Task description:
Pull every line from the records that has the word "README" in it.

(Records)

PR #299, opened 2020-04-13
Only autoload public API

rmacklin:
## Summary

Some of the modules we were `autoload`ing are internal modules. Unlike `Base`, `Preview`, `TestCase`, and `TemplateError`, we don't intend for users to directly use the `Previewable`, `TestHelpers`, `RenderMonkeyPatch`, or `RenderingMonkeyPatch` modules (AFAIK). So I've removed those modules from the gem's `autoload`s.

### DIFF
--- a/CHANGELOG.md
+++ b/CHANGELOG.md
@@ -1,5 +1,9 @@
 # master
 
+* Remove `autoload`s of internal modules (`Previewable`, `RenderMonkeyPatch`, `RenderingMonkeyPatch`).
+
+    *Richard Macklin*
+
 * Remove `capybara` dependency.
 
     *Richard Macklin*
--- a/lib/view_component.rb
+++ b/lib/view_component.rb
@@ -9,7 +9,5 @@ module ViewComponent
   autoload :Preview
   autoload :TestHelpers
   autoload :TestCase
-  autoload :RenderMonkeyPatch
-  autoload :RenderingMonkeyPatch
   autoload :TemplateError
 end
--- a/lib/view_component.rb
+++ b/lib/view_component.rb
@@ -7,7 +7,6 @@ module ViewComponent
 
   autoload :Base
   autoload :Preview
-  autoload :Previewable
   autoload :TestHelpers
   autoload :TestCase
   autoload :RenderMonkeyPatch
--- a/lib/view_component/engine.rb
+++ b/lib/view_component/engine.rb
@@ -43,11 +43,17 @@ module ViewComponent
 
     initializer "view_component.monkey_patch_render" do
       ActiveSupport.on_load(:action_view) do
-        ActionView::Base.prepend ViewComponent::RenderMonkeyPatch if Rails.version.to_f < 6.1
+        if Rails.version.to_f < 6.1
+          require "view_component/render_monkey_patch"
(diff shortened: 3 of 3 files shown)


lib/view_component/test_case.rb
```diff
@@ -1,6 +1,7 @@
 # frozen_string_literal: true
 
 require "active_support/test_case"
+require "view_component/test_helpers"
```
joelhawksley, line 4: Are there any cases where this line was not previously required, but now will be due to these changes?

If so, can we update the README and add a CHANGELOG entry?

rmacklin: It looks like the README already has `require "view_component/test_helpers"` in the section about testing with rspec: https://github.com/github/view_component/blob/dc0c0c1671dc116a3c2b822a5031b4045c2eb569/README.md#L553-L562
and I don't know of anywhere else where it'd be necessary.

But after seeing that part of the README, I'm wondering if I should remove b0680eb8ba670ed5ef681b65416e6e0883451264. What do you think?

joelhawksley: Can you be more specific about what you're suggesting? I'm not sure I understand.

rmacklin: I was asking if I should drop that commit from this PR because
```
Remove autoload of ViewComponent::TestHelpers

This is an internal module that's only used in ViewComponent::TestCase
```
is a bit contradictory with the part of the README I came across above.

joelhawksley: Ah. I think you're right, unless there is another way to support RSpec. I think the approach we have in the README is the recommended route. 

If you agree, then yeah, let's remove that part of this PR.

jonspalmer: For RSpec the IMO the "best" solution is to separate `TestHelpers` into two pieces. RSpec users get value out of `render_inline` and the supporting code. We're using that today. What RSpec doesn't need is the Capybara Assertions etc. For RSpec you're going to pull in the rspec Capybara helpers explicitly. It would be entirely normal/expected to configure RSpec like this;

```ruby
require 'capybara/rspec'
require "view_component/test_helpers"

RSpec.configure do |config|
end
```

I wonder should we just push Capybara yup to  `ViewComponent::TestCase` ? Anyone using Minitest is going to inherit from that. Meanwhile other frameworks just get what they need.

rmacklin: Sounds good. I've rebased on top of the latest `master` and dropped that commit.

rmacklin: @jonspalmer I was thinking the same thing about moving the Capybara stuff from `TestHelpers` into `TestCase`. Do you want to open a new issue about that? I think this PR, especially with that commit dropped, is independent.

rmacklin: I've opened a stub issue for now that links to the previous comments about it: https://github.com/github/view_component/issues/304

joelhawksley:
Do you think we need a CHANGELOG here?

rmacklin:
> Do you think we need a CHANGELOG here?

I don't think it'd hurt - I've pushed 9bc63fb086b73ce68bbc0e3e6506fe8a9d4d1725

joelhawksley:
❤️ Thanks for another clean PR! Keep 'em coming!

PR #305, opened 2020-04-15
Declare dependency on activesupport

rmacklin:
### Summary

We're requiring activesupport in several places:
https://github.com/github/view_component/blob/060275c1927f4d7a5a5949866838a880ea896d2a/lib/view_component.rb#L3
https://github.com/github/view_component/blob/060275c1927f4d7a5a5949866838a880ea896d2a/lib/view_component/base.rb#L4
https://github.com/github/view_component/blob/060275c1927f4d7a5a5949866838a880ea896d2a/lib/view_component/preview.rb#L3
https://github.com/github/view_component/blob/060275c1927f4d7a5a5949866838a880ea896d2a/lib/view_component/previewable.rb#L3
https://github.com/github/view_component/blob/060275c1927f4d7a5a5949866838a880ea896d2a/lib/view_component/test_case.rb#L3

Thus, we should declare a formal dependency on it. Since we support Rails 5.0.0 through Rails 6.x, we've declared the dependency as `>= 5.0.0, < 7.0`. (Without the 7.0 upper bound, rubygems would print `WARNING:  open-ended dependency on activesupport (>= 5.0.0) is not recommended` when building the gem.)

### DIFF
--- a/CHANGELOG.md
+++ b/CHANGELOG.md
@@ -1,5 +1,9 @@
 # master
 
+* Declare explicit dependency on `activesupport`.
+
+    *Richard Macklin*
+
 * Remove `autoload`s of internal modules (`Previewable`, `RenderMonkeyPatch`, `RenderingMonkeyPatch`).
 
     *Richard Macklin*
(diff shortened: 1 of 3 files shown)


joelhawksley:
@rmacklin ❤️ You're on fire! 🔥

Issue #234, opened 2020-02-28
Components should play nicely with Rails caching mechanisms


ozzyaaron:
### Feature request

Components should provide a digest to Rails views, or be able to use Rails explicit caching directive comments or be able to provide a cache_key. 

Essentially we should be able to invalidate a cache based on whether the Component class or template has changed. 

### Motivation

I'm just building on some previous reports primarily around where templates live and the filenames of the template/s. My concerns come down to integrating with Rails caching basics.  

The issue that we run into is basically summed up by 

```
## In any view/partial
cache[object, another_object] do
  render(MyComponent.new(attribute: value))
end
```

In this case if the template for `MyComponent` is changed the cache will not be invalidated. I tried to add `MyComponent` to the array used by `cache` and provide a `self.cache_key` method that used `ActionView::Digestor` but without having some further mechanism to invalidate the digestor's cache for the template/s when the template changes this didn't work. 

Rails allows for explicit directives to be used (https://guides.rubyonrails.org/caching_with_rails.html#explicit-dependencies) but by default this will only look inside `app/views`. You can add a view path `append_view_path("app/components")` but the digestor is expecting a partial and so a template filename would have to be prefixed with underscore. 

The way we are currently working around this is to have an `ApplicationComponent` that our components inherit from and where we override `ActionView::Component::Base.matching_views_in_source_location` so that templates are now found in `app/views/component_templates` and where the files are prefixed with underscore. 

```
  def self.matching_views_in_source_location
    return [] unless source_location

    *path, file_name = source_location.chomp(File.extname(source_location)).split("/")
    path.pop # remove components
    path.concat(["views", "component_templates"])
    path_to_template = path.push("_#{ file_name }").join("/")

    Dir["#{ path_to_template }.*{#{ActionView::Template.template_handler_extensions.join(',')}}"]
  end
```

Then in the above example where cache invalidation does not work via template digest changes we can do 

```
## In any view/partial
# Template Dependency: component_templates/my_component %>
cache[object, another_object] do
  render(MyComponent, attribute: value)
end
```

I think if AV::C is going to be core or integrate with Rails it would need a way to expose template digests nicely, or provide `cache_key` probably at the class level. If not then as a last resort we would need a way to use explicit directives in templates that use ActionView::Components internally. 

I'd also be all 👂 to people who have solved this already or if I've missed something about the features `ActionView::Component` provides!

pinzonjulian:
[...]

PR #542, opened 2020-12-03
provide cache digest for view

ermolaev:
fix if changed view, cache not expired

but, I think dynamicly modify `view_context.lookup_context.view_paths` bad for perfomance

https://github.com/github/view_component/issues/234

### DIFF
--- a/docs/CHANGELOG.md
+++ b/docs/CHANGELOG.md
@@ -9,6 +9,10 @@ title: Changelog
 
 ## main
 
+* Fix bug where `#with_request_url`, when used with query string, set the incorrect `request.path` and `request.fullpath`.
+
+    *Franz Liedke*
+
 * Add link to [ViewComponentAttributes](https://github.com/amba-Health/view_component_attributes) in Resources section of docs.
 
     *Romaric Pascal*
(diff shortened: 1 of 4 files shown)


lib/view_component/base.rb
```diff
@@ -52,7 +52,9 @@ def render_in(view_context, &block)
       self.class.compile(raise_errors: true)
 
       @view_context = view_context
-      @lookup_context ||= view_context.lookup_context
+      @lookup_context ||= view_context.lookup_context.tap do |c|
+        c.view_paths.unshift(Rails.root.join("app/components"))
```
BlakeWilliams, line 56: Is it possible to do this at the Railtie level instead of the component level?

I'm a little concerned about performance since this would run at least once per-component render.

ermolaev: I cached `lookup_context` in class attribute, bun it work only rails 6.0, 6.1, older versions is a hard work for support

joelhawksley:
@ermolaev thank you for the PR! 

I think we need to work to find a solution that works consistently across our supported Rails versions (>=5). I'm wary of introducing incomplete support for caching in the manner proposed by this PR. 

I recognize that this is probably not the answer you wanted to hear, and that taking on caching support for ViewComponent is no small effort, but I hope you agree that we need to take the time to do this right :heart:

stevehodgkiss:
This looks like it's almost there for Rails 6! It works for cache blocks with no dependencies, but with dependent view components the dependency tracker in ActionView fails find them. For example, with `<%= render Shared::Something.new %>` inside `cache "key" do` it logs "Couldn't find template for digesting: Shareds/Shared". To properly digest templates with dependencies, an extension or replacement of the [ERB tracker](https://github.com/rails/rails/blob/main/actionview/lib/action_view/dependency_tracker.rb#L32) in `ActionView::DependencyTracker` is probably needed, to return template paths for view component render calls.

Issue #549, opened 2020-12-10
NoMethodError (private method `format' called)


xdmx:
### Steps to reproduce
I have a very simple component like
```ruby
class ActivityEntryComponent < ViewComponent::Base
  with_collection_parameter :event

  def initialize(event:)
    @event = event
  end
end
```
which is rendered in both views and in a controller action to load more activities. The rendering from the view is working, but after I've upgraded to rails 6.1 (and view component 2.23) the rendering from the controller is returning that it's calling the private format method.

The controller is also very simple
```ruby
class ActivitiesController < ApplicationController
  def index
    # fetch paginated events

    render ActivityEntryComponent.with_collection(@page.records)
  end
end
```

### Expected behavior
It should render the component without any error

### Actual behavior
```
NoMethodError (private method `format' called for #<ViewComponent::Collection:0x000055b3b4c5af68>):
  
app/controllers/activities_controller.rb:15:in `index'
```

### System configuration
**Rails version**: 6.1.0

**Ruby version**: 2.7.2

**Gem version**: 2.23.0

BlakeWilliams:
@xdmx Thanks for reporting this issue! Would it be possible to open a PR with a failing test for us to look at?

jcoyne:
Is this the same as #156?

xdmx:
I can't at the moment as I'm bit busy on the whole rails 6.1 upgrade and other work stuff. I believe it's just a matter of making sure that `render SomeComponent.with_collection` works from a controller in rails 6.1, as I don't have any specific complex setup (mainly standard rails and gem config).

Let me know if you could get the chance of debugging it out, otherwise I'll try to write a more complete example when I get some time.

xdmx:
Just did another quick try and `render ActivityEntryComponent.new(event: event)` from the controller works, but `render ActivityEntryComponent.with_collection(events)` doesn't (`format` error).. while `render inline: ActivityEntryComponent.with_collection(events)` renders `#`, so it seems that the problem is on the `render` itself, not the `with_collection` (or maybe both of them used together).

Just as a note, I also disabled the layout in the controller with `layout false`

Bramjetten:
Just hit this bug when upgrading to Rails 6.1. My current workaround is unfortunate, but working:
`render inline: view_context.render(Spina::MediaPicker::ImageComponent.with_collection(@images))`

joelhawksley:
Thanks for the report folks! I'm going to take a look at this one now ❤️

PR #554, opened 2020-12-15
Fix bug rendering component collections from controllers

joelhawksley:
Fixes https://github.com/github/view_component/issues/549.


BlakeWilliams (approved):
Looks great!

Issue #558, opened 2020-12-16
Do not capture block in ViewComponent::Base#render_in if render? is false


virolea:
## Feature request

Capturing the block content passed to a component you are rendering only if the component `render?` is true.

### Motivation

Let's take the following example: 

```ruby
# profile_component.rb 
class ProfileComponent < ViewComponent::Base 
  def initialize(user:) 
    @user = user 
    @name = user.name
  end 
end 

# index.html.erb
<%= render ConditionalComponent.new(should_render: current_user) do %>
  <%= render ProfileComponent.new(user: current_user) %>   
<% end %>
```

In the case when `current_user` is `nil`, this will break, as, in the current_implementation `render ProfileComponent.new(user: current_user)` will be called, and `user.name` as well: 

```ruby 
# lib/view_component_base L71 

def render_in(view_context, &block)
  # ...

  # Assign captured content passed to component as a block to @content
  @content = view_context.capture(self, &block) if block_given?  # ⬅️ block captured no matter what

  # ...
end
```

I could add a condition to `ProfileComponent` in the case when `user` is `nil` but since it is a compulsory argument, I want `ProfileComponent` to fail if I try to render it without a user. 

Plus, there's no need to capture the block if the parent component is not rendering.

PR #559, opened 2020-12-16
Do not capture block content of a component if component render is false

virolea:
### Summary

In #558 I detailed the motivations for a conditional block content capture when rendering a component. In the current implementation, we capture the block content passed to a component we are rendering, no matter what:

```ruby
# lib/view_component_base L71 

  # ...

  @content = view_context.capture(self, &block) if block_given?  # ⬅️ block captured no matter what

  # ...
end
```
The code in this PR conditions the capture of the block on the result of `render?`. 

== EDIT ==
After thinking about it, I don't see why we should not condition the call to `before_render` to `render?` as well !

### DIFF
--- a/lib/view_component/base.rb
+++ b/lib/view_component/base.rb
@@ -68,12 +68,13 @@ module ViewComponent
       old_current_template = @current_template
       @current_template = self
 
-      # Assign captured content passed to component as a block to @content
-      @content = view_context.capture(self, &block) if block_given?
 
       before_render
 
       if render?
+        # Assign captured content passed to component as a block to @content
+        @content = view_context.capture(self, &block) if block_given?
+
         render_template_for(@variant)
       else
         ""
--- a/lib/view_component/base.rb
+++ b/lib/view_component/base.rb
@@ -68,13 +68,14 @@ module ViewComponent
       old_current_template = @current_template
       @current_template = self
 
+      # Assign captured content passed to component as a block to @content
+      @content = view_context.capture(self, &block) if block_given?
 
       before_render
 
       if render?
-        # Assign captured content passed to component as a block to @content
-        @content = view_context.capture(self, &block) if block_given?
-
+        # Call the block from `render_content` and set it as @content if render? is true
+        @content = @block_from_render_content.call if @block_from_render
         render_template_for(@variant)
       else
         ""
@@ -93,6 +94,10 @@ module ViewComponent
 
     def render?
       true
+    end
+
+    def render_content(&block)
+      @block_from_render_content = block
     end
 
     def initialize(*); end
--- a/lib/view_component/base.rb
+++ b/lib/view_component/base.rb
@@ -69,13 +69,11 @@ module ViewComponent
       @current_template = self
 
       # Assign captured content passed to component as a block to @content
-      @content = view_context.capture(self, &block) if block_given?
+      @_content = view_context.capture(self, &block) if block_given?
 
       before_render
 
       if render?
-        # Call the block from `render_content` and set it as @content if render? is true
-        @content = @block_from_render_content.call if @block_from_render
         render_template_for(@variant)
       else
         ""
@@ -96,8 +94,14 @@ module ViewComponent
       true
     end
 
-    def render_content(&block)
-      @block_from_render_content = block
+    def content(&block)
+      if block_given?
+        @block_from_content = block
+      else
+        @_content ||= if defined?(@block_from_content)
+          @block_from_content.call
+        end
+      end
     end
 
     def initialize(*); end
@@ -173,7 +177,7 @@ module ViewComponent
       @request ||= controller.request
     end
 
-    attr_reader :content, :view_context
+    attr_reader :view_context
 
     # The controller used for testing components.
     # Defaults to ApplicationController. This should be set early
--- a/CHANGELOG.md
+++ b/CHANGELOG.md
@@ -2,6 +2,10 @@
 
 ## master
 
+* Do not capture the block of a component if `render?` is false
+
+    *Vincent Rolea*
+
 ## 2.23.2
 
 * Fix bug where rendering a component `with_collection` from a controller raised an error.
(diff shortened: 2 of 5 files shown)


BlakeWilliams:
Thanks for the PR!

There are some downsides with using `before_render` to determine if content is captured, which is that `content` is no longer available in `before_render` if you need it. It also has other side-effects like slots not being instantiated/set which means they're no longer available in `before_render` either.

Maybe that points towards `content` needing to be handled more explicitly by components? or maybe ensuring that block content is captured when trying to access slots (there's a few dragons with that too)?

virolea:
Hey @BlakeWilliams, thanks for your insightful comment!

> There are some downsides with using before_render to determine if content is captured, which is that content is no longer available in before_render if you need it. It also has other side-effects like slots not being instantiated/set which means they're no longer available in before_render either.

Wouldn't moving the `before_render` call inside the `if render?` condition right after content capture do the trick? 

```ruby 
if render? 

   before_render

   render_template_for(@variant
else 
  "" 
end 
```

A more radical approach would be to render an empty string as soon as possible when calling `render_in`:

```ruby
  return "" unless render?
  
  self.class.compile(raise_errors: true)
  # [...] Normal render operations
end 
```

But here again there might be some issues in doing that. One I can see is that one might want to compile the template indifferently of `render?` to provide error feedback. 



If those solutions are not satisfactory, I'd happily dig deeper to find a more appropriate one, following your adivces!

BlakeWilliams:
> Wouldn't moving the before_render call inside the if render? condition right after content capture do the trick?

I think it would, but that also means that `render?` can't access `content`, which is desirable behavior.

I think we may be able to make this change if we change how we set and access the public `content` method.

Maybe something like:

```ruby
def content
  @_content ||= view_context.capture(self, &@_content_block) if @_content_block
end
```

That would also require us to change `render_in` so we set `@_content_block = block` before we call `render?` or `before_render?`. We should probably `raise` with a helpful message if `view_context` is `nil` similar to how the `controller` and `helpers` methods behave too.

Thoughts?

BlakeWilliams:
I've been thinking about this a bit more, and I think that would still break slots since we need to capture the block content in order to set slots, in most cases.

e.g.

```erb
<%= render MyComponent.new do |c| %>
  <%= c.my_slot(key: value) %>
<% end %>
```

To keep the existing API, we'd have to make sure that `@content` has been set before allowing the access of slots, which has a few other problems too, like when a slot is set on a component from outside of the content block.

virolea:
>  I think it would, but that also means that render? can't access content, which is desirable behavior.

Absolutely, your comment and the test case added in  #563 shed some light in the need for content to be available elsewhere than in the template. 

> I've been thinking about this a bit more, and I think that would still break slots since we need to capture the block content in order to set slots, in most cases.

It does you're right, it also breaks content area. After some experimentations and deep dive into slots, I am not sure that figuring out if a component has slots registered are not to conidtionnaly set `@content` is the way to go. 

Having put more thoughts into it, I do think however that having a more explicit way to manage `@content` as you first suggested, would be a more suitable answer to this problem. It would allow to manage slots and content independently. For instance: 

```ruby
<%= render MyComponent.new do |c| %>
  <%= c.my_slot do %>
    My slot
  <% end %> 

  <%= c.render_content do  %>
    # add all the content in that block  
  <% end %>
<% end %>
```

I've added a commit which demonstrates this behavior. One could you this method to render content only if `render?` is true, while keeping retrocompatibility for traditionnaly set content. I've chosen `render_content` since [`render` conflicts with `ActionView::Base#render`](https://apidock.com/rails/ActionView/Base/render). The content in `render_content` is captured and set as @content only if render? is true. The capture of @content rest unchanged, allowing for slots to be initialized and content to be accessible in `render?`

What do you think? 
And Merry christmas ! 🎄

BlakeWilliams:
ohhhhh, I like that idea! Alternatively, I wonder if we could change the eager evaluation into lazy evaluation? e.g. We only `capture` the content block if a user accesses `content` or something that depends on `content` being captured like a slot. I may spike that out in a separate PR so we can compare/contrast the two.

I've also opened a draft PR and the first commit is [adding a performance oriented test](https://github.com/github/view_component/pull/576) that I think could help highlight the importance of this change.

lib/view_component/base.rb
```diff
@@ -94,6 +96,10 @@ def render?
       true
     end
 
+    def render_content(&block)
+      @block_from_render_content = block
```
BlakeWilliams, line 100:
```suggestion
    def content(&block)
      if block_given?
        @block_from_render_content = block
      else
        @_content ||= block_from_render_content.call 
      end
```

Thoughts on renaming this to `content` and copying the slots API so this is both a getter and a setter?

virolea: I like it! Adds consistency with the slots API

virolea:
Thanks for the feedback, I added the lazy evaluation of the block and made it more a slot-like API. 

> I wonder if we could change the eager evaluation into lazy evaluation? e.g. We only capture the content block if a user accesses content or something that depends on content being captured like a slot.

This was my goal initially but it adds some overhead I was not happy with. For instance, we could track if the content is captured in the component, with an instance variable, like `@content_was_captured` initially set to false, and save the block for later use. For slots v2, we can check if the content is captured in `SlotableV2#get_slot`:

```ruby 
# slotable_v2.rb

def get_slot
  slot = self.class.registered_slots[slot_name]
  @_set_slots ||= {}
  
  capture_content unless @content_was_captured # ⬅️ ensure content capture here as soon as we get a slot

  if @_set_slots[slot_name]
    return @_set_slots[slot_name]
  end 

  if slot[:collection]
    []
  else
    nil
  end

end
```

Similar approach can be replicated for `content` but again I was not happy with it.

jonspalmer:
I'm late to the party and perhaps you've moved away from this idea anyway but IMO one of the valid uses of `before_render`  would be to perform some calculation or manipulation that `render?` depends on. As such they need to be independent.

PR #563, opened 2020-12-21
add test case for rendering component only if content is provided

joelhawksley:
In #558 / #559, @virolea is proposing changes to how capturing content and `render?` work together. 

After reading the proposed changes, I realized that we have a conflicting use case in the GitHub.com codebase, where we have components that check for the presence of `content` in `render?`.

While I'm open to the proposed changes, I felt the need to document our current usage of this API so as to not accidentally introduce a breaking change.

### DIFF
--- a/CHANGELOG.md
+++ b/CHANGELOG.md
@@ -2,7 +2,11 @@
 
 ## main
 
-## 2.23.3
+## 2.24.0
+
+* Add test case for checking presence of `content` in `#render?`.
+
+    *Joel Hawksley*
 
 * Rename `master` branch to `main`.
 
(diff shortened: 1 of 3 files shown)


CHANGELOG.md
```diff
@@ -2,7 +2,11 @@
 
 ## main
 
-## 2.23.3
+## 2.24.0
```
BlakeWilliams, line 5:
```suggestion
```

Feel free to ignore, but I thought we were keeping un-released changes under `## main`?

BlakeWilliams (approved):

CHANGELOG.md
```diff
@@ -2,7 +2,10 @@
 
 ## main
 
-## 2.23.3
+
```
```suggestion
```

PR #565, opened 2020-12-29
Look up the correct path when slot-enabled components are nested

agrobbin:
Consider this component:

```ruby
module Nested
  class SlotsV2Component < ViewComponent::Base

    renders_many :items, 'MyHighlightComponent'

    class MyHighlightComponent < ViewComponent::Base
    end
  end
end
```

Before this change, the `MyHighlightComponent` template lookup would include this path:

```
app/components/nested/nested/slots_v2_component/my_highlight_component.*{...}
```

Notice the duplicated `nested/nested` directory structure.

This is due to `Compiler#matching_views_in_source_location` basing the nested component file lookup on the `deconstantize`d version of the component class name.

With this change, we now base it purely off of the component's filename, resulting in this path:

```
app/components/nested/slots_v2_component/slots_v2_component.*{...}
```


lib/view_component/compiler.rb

(End Records)

Response to this task:
If so, can we update the README and add a CHANGELOG entry?
rmacklin: It looks like the README already has `require "view_component/test_helpers"` in the section about testing with rspec: https://github.com/github/view_component/blob/dc0c0c1671dc116a3c2b822a5031b4045c2eb569/README.md#L553-L562
But after seeing that part of the README, I'm wondering if I should remove b0680eb8ba670ed5ef681b65416e6e0883451264. What do you think?
is a bit contradictory with the part of the README I came across above.
joelhawksley: Ah. I think you're right, unless there is another way to support RSpec. I think the approach we have in the README is the recommended route. 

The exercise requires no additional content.